Municipal bonds are the most important financing tools for counties. They provide counties, states and other local governments with needed money to finance essential long-term infrastructure projects, such as schools, hospitals, roads and bridges. Not only are municipal bonds safe investments, but also the interest earned from them has been tax-exempt, making them an attractive option for investors.
NACo members can go to this link and sign up to receive the weekly brief.
The MIB discusses one major subject in detail every week. For example, the inaugural edition explains that the shutdown resulted in a stronger muni market in the first week, as investors turned away from the stock market and towards municipal bonds. However, if Congress does not reach a deal on the debt ceiling, Washington’s inability to borrow would most likely have a negative impact on issuers of municipal bonds.

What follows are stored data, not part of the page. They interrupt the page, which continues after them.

PR #3605, opened 2022-05-31
Updated the channel selection screen.

Neyunse:
The channels are separated into "Release, Prerelease and Nightly", this is based on the preferences screen.


renpytom:
Thank you for this, but I don't think this is a change I want to add to Ren'Py. 

The reason is that right now, apart from translations, creating a new channel is something I do entirely server-side. For example, when I created the Ren'Py 8 channel, I didn't have to update Ren'Py 7.4 to let people upgrade to it. 

So, my basic instinct is that there isn't really a need for organization like this, especially since the Ren'Py 7 releases will end after a year or two.

Neyunse:
Oh, I get it. This occurred to me more to separate between "launch, pre-release and nightly" (outside of what are 7/8 versions).
I'll close this...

The weekly brief follows other topics, including current interest rates for 5-year, 10-year and 30-year bonds, policies and recent activities of several government agencies, such as the U.S. Securities and Exchanges Commission (SEC) and the U.S. Internal Revenue Service (IRS), the actions of major ratings agencies and the regional bond issues for six different areas in the United States.
The MIB is a useful tool for county decision-makers, containing practical information that will allow officials to keep up-to-date with the state of the municipal bond market. The brief also explains how current legislative issues in Washington may affect the market in the future. County officials interested in learning more about the municipal bond market should take a look at the MIB.